I started with the format message '%H%x00%B' ... the multi-line commit message, null byte, the commit hash.
For awk, RS='\0' make the null character the record separator. Thus began
my journey into madness.
clear; git log --format='%H%x00%B' -n 3
Looks good.
clear; git log --format='%H%x00%B' -n 3 | awk -v RS='\0' '{ print "\nvvvvvvvvvvvvvvvv\n" $0 "\n^^^^^^^^^^^^^^^^\n" }'
This is NO GOOD. The first hash is considered a record by itself. Then the first message + second hash are taken together.
Let's try to have each record be of the form:
([0-9a-fA-F]{40})\n([^\x00]*)\x00, which means that
$1 == commit hash, and
$2 == message body.
clear; git log --format='%H%n%B%x00' -n 3
Looking good.
clear; git log --format='%H%n%B%x00' -n 3 | awk -v RS='\0' '{ print "\nvvvvvvvvvvvvvvvv\n" $0 "\n^^^^^^^^^^^^^^^^\n" }'
This is OK, although the hashes in second and later records have a prepended newline. That's easy enough to workaround.
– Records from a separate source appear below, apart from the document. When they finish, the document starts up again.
PR #308, opened 2021-03-01
FIX: Improve strictness when parsing TDB FUNCTION and PARAMETER lines

### LINKED ISSUE #307: unexpected behavior of G^ref when temperature range is set?
Hi all,

When I try to calculate the Gibbs energy of the bcc phase, the Gref seems to not include the Fe end-member if I use parameters with different range of temperature (please see in the tdb file and the commented parameter). 

That is:
if I include G(BCC,Fe:H,0) with different temperature ranges (uncommented parameter), the term representing G(BCC,Fe:VA,0), in this case GHSERFE, does not appear in the final  GM(BCC) function. Is there something I'm not seeing? 

Attached you may find the tdb for running this question using the script below:

_from pycalphad import Model
dbf = Database('bcc.tdb')
comps = ['FE','H','VA']
dbf.symbols = {}
bcc_mod = Model(dbf, ['FE','H','VA'], 'BCC')
bcc_mod.GM_

tdb:
[bcc.txt](https://github.com/pycalphad/pycalphad/files/6061713/bcc.txt)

clear; git log --format='%H%n%B%x00' -n 3 | awk -v RS='\0' '{ print "\nvvvvvvvvvvvvvvvv\n" $0 "\n--------\n" $1 "\n--------\n" $2 "\n^^^^^^^^^^^^^^^^\n" }'
And... failure. Apparently, AWK split the records on the null
character, but continues to split the fields with [ \t\n]+ (default field separator).
Maybe change each record to be of the form:
([0-9a-fA-F]{40})\x00([^\x00]*)\x00, which means that
$1 == commit hash, and
$2 == message body.
Then, maybe we can make the field separator be the null character.
clear; git log --format='%H%x00%B%x00' -n 3
Looks good.
clear; git log --format='%H%x00%B%x00' -n 3 | awk -v RS='\0' '{ print "\nvvvvvvvvvvvvvvvv\n" $0 "\n^^^^^^^^^^^^^^^^\n" }'
This is problematic ... it's only getting EITHER the commit hash OR the commit message. Of course, this makes sense after I thought about it. The records separator was the null byte, and I'd effectively split one record into two.
This is likely workable, by parsing all the lines, then matching them up. Defer that ... it seems too much work. There might be an easier way.
... moot ...
Let's return to having each record be of the form:
([0-9a-fA-F]{39})\n([^\x00]*)\x00, which means that
$1 == commit hash, and
$2 == message body.
We can probably rely on the commit hash being a hex string, and then parse the rest.
clear; git log --format='%H%n%B%x00' -n 3
Looks good....
clear; git log --format='%H%n%B%x00' -n 3 | awk -v RS='\0' '{ print "\nvvvvvvvvvvvvvvvv\n" $0 "\n^^^^^^^^^^^^^^^^\n" }'
Note that records after the first have an additional newline, prior to the hash,
and $0 is the entire record, in the form:
^\n?([0-9A-Fa-f]{40})\n([^\x00]*)$
This will put the entire message (including multi-line) into match group 2, while the hash is in match group 1.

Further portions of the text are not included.